Figure 7. Higher SR Ca²⁺ load in stimulated Endo than in Epi cells

A, representative field (a) and caffeine-induced [Ca²⁺]_i transients (b) in Epi (black) and Endo (red) cells. B, bar plot of the amplitude of the caffeine-induced [Ca²⁺]_i transient in Epi and Endo cells. *P < 0.05.
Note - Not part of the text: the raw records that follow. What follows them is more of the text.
PR #222, opened 2019-09-24
Rename README.txt to README.md

rahulkhatri19:
For better reading md file will be better.


mchurchward:
Thinking this probably needs its content updated to, to exclude specific version upgrade into, and point to the "CHANGES.txt" for that.

PR #250, opened 2019-11-13
Add fields for action event to calendar events

joostvanderborg:
Action events need to have these two fields set to be shown in for example the timeline-block.  Would this change be possible?

$event->timesort (for sorting the event in a chronological list)
$event->type = CALENDAR_EVENT_TYPE_ACTION to define it as an action event.

See https://docs.moodle.org/dev/Calendar_API#Action_events for details.

I've added the timesort where it seemed logical, but this might not be the case, and could be tested further.


mchurchward:
Pulled into MOODLE_39_STABLE

PR #251, opened 2019-11-20
Style the 'Answer the questions...' link to show as a button.

lucaboesch:


mchurchward:
Merged. But I wonder if the "Your responses" and "View all responses" links should be restyled too?

adpe:
Hi @mchurchward 

Yes they should be styled too and maybe align them `inline`?

lucaboesch:
Adrian, I concluded that it is too hard with the current structure to add an opening
`<div class="btn-group">`
and a closing
`</div>`
in the current coding structure where all gets inserted div-wise.
But the buttons are nicely styled and do stack on the top of each other with a margin.

grafik

See the pull request here: https://github.com/PoetOS/moodle-mod_questionnaire/pull/254

PR #2417, opened 2023-12-07
#2119. Run dart formatter on LibTest/async tests

sgrekhov:


LibTest/async/Future/Future.sync_A01_t03.dart
```diff
@@ -19,25 +19,20 @@ import "dart:async";
...
+      Expect.identical(value, e);
     }
-  );
+    asyncEnd();
+  });
 }
 
 main() {
-  asyncStart();
+  asyncStart(9);
```
eernstg, line 35: Yes, that is actually better.

Issue #2415, opened 2023-12-06
Fix `Stream` and `StreamController` test failures


sgrekhov:
`LibTests/async/Stream` and `LibTest/async/StreamController` fails at run time on numerous platforms. Need to check these failures
See https://dart-current-results.web.app/#/filter=co19/LibTest/async. Most probably tests needs to be fixed

PR #2421, opened 2023-12-08
#2415. Change expectations for Stream.asyncMap() according to the current behavior

sgrekhov:
It was decided to change documentation according to the current behaviour. So, `Stream.map()` calls `convert` function once per data event per listener, but  `Stream.asyncMap()` calls it once per data event. It will be documented and the test changed accordingly


eernstg (approved):
LGTM

eernstg (commented):
I LGTM'd this PR just before it was landed. Apparently, I forgot to click the 'Approve' bullet, and (apparently) it cannot be done at this time.

In any case, there is no "missing LGTM" issue in substance, even though it looks like that.

eernstg:
Funny, now we suddenly have the check mark as if the approval has been added.

Issue #2420, opened 2023-12-07
Exhaustiveness uses extension type erasure


eernstg:
@sgrekhov, do we have coverage for the following kind of situation?

```dart
sealed class S {}
class A extends S {}
class B extends S {}

extension type E(B it) {}

void f(S s) {
  var x = switch (s) {
    A() => 1,
    E() => 2,
  };
}
```

In a situation where we wish to determine whether or not a given switch (expression or statement) is exhaustive, we should use the extension type erasure of every extension type that we encounter (as an object pattern in a case, as the type of the matched value, in a cast pattern, whatever).

It is important that we consider the extension type erasure and not just the declared superinterface relationships of the extension types, because the actual exhaustiveness property is determined by the run-time types of the objects that we're working with, and that is again approximated at compile time by the extension type erasure (and not in a useful way by the extension type itself).

I don't remember seeing any tests of this nature, but I might have forgotten. It would be great if you could take a look, and put it on the TODO list if we don't have anything.

sgrekhov:
No, we don't. I'll add them, thank you!

PR #2422, opened 2023-12-11
#2420. Add extension types exhaustiveness tests. Enums

sgrekhov:


LanguageFeatures/Extension-types/exhaustiveness_enum_A01_t01.dart
```diff
@@ -0,0 +1,64 @@
...
+}
+
+extension type ET1<T>(E<T> _) {}
+extension type ET2<T>(E<T> _) implements E<T> {}
+
+String testStatement1(ET1<num> e) {
+  switch (e) {
+    case E.a:
+    case E.c:
+      return "ok";
```
eernstg, line 30: This seems to work, but it would be somewhat esoteric (and this has nothing to do with extension types, the situation exists after erasure).

The reason why this is a very special exception is that we (presumably) rely on the fact that this is a switch over enumerated values. This means that we can iterate over all the elements, and it is _guaranteed_ that we won't encounter any other objects than the ones that are declared in the `enum` declaration itself, and they have a statically known run-time type.

Lots and lots of stuff to know!

OK, I was worried that this would be on the very edge of the capabilities of the exhaustiveness analysis, but it seems to work fine.

In any case, we should probably also have a simpler test where the enumerated type isn't generic, such that it is easy to see that we have an extension type on top of a very straightforward setup (which will be a test that is only about being an extension type, so it's very safe to assume that it will test just that).

eernstg (commented):
LGTM!

I think we should have a set of similar tests where the underlying exhaustiveness of a non-extension type is trivial, because it will be very easy to see with those tests that they are testing exactly the support for a matched value type which is an extension type.

The current tests are also including a tricky case involving enumerated values which are instances of a generic enum, so they are much easier to mess up (say, if they need to be updated somehow in the future).

However, that could just as well be in a different PR, so I'll land this one.

eernstg (approved):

Figure 8. Larger Ca²⁺-release-induced I_NCX in Epi than in Endo cells

A, representative caffeine-induced [Ca²⁺]_i transients and I_NCX in Epi (left) and Endo (right) cells. B, relationship of [Ca²⁺]_i and I_NCX in the representative Epi and Endo cells shown in A. Bar plots of I_NCX time constant of decay (τ_decay) (C) and charge (D) in Epi and Endo cells. *P < 0.05.

Figure 9. Faster rate of Ca⁺ extrusion via the Na⁺–Ca²⁺ exchanger in Epi than in Endo cells

A, representative [Ca²⁺]_i records from Epi (black) and Endo (red) cells. Transients were evoked be the voltage protocol shown above the [Ca²⁺]_i traces. Briefly, Epi and Endo cells treated with thapsigargin and caffeine (to eliminate SR Ca²⁺ accumulation) were depolarized for 100 ms from −40 to 0 mV, after which the cells were hyperpolarized to −80 mV. The inset shows the mean ± s.e.m. of the rate of decay of the [Ca²⁺]_i transient. B, the I_Ca evoked by this protocol are shown (with an expanded time scale) below the [Ca²⁺]_i traces. *P < 0.05.

Figure 10. Higher Na⁺–Ca²⁺ exchanger transcript levels in Epi than in Endo cells

RT-PCR gel of Na⁺–Ca²⁺ exchanger (NCX-1; A) and β-actin (B) transcript in Epi and Endo cells. B, the bar plots show the relative level of these proteins in Endo (compared with Epi). *P < 0.05.